PR #93, opened 2016-03-28
Task/sapnamysore/tlt 2523/selenium test regular course not editable

sapnamysore:
This PR contains selenium tests for verifying that non-ILE courses are not editable.

Separated out the test into it’s own class as this logic was different from the editable tests. And also the test course being loaded in the setUp()method for the other test cases was different(ILE vs non-ILE ).
 Since then, the test has been modified in another branch to separate it out. But I think it can stay separate but happy to convinced otherwise.

### DIFF
--- a/selenium_tests/course_info/course_info_details_noneditable_course_tests.py
+++ b/selenium_tests/course_info/course_info_details_noneditable_course_tests.py
@@ -1,10 +1,7 @@
-from selenium.webdriver.support import expected_conditions as EC
-
 from selenium_tests.course_info.course_info_base_test_case \
     import CourseInfoBaseTestCase
 from selenium_tests.course_info.page_objects.course_info_detail_page_object \
     import  Locators
-
 
 
 class CourseInfoDetailsNonEditTests(CourseInfoBaseTestCase):
@@ -26,14 +23,6 @@ class CourseInfoDetailsNonEditTests(CourseInfoBaseTestCase):
         self.assertEquals(self.detail_page.is_locator_element_present
                           (Locators.SAVE_FORM_BUTTON), False)
 
-        # The tests are validating against an exact match for the class
-        # attribute of non-editable fields
-        # (Editable fields also contain a "ng-binding" but it is always
-        # accompanied by additional suffixes "ng-binding some_value",
-        # which is not an exact match).
-
-        expected_class_name = "ng-binding"
-
         # The span element exists only there if is a value in the field.
         # Limitation:  Each of the fields of the test site is
         # populated with a value. When testing a new course, note that
@@ -52,11 +41,17 @@ class CourseInfoDetailsNonEditTests(CourseInfoBaseTestCase):
         'title'
         ]
 
-        # loops through each of the non-editable fields and looks for the
-        # exact class associated with non-editable fields and also
-        # verifies that the field is not rendered as an input element
+        # The tests are validating against an exact match for the class
+        # attribute of non-editable fields
+        # (Editable fields also contain a "ng-binding" but it is always
+        # accompanied by additional suffixes "ng-binding some_value",
+        # which is not an exact match).
+        expected_class_name = "ng-binding"
+
 
         for element in non_editable_fields:
+            # assert exact class associated with non-editable fields
+            # and also verifies that the field is not rendered as an input element
             self.assertEqual(self.detail_page.get_span_element_class(element),
                              expected_class_name)
             self.assertFalse(
--- a/selenium_tests/course_info/course_info_details_noneditable_course_tests.py
+++ b/selenium_tests/course_info/course_info_details_noneditable_course_tests.py
@@ -1,0 +1,32 @@
+from selenium_tests.course_info.course_info_base_test_case \
+    import CourseInfoBaseTestCase
+from selenium_tests.course_info.page_objects.course_info_detail_page_object \
+    import CourseInfoDetailPageObject, Locators
+
+
+class CourseInfoDetailsNonEditTests(CourseInfoBaseTestCase):
+
+    def setUp(self):
+        super(CourseInfoDetailsNonEditTests, self).setUp()
+        #Load a non-ILE course to validate non editable courses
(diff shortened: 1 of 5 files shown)


selenium_tests/course_info/course_info_details_noneditable_course_tests.py
```diff
@@ -0,0 +1,58 @@
...
+    def setUp(self):
+        super(CourseInfoDetailsNonEditTests, self).setUp()
+        # Load a non-ILE course to validate non editable courses
+        self._load_test_course()
+        self.assertTrue(self.detail_page.is_loaded())
+
+
+    def test_regular_course_not_editable(self):
+        """
+        verify non-SB/ILE courses cannot be edited
```
elliottyates: It would be nice to see the test case (TLT-2523 and test number).

selenium_tests/course_info/course_info_details_noneditable_course_tests.py
```diff
@@ -0,0 +1,58 @@
...
+        """
+        # Assert that the Save and Reset button are not present
+        self.assertEquals(self.detail_page.is_locator_element_present
```
elliottyates: Typical page object design is such that the PO's locators and the page's internals are not exposed to the test. Instead, the PO exposes services like `is_course_editable()`, which then use the appropriate Locators internally to return a true or false. The test should not have to know about what the locators are.

selenium_tests/course_info/course_info_details_noneditable_course_tests.py
```diff
@@ -0,0 +1,58 @@
...
+        'term',
+        'title'
+        ]
+
+        # The tests are validating against an exact match for the class
+        # attribute of non-editable fields
+        # (Editable fields also contain a "ng-binding" but it is always
+        # accompanied by additional suffixes "ng-binding some_value",
+        # which is not an exact match).
+        expected_class_name = "ng-binding"
```
elliottyates: Likewise here, this is an implementation detail, and could change -- if it does, you want it encapsulated by the PO, not integrated into the test case. The PO could instead expose a service called `is_field_editable(field_name)`, which would do many of the things here, but it would be encapsulated.

selenium_tests/course_info/course_info_details_noneditable_course_tests.py
```diff
@@ -0,0 +1,58 @@
...
+
+
+        for element in non_editable_fields:
+            # assert exact class associated with non-editable fields
+            # and also verifies that the field is not rendered as an input element
+            self.assertEqual(self.detail_page.get_span_element_class(element),
```
elliottyates: Why are we checking a span class? Each of the span elements has a unique id, i.e. `span-course-{field_name}`, wouldn't it be clearer and sufficient to check for the presence of that element on the page (via a PO service that abstracts the details)?

selenium_tests/course_info/page_objects/course_info_detail_page_object.py
```diff
@@ -10,6 +12,7 @@ class Locators(object):
     PEOPLE_LINK = (By.ID, "people-link")
     MAIN_TAG = (By.CSS_SELECTOR, "main.course-info-details-page")
     RESET_FORM_BUTTON = (By.ID, "course-details-form-reset")
+    SAVE_FORM_BUTTON = (By.ID, "course-details-form-submit")
```
elliottyates: This is a duplicate of the existing `SUBMIT_FORM_BUTTON` just below.

selenium_tests/course_info/page_objects/course_info_detail_page_object.py
```diff
@@ -36,12 +47,29 @@ def get_input_field_value(self, field_name):
         input = self.find_element(*Locators.INPUT_BY_FIELD_NAME(field_name))
         return input.get_attribute('value')
 
+    def is_element_displayed_as_input_field(self, field_name):
+        is_displayed = self.find_element(*Locators.INPUT_BY_FIELD_NAME(
```
elliottyates: This will throw a `NoSuchElementException` if not found, instead of returning `False`, right? Do you want to wrap it in a try-except block?

elliottyates:
To stick with the PO pattern, let's try to keep page details encapsulated in the PO. :+1:

selenium_tests/course_info/course_info_details_noneditable_course_tests.py
sapnamysore: Added

selenium_tests/course_info/course_info_details_noneditable_course_tests.py
hktest: As you noted, each element with some value has a unique span element ID, but it's not sufficient enough to just check on the presence of a span element because both editable and non-editable fields have this span element.  Therefore, we condition this way so that the test checks on the presence of an exact class.  "ng-binding" is an exact match that shows up only for non-editable fields.

selenium_tests/course_info/course_info_details_noneditable_course_tests.py
sapnamysore: Will add a specific service checking for  presence of buttons by  moving the locators details into the PO.

selenium_tests/course_info/page_objects/course_info_detail_page_object.py
sapnamysore: Gone :-)

selenium_tests/course_info/page_objects/course_info_detail_page_object.py
sapnamysore: Sure

selenium_tests/course_info/course_info_details_noneditable_course_tests.py
hktest: After further discussion with Sapna, checking the span class isn't the best way to go for this test.  References to span class in both the tests/PO have been removed, and the test has been cleaned up to check on the visibility of the input element instead.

=== Problem requirements ===
Only the lines holding the string "want" are needed; copy each of them from the material above.

=== Exercise output ===
elliottyates: Likewise here, this is an implementation detail, and could change -- if it does, you want it encapsulated by the PO, not integrated into the test case. The PO could instead expose a service called `is_field_editable(field_name)`, which would do many of the things here, but it would be encapsulated.
elliottyates: This will throw a `NoSuchElementException` if not found, instead of returning `False`, right? Do you want to wrap it in a try-except block?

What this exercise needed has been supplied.